The variables that cause the most variation in the data set can be transformed to represent the variables that cause smaller variations. In a sense, the information from the variables with smaller variation are mapped onto those with higher variation. Thus, these smaller varying variables be disregarded from the model as their own entities. The transformed variables are what we call principal components. These principal component attempt to reduce dimensionality, while also preserving vital information within our data.

In this notebook, we will find the first 2 principal components of a data set containing 7128 gene expressions for 72 patients with leukaemia.

The data set leukaemia_big.csvcontains two different leukaemia types, AML and ALL. Our goal is to find some correlation between gene expressions that separates these type cancer types.

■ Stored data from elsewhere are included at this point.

PR #2651, opened 2018-10-23
Raoulhatterer oef mode recipe

raoulhatterer:
close #2650


raoulhatterer:
third attempt to publish off-mode recipe in el-get/recipes

PR #2662, opened 2018-11-30
Add orgmode to el-get

zilti:
Latest stable and patched orgmode for Emacs.


zilti:
The problem that's left is that, just like with package.el, it should be loaded instead of the built-in orgmode, but I don't know how to make el-get do that.

zilti:
Ah, right! I'm gonna request a small change over there, then.

PR #2673, opened 2019-01-01
Add missing dependencies for lsp-mode

stephan-cr:
Lsp-mode requires some dependencies. This patch adds the missing dependencies to the recipe.


yyr:
thanks

PR #2677, opened 2019-01-27
Recipe for doom themes and modeline

stephan-cr:
This PR adds recipes for:

- doom themes
- its corresponding modeline, doom-modeline, and
- shrink-path which is required by doom-modeline


yyr:
thank you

Start by loading the data:

In [1]:
data.leuk = read.csv("leukemia_big.csv", header=TRUE)  # local file for quicker loading 
# Transpose
X <- t(data.leuk)

This dataset needed to be transposed, since it's original format had our variables as rows, instead of columns.

Principal Component Analysis in R

We can now run a principal component analysis. We will only be interested in the information in the first two.

In [4]:
pc <- prcomp(X, scale =TRUE, center = TRUE)
# summary(pc)
# pc.std <- prcomp(X.std, scale=TRUE, center=TRUE)
# summary(pc.std) # This is here for comparison (in case it's needed later)

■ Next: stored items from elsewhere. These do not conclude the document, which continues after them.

PR #2955, opened 2024-08-25
Add recipes for ellama and its dependencies: llm and plz

saffroy:
`ellama` provides ways of interacting with various large language models through APIs.

### DIFF
--- a/recipes/plz.rcp
+++ b/recipes/plz.rcp
@@ -1,0 +1,6 @@
+(:name plz
+       :description "An HTTP library that uses curl as a backend"
+       :minimum-emacs-version "27.1"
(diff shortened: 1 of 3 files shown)


recipes/plz.rcp
```diff
@@ -0,0 +1,6 @@
+(:name plz
+       :description "An HTTP library that uses curl as a backend"
+       :minimum-emacs-version "27.1"
+       :type github
+       :pkgname "alphapapa/plz.el"
+       :depends ())
```
alexott, line 6: We don't need `depends` in this case, but it's a minor issue

alexott (approved):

We'd now like to plot the first two components against each other, to see if the different cancer types having any specific grouping. This means we should mark our two cancer types with different colors on our plot.

In [3]:
# Seperating cancer types
pc.all.1 <- pc$x[,1][grepl("ALL", names(pc$x[,1]))]
pc.all.2 <- pc$x[,2][grepl("ALL", names(pc$x[,2]))]
pc.aml.1 <- pc$x[,1][grepl("AML", names(pc$x[,1]))]
pc.aml.2 <- pc$x[,2][grepl("AML", names(pc$x[,2]))]
# There might be a better way to do this


# Plotting data with colored labels
plot(pc$x[,1], pc$x[,2], xlab='PC1', ylab='PC2', main='First two principal components')
points(pc.all.1, pc.all.2, col='red')
points(pc.aml.1, pc.aml.2, col='blue')
legend('topright', cex=0.7, col=c('red', 'blue'), pch=1, legend=c('ALL', 'AML'),)

As a very rough estimate, This plot shows us that we may be on to something here. Although it doesn't group the two cancer types together with 100% accuracy, we can see a general grouping of blue dots to the top left, and a gathering of red dots to the bottom right. A more thorough analysis is needed here. We can try looking at even more components, or maybe try a lasso or ridge regression approach.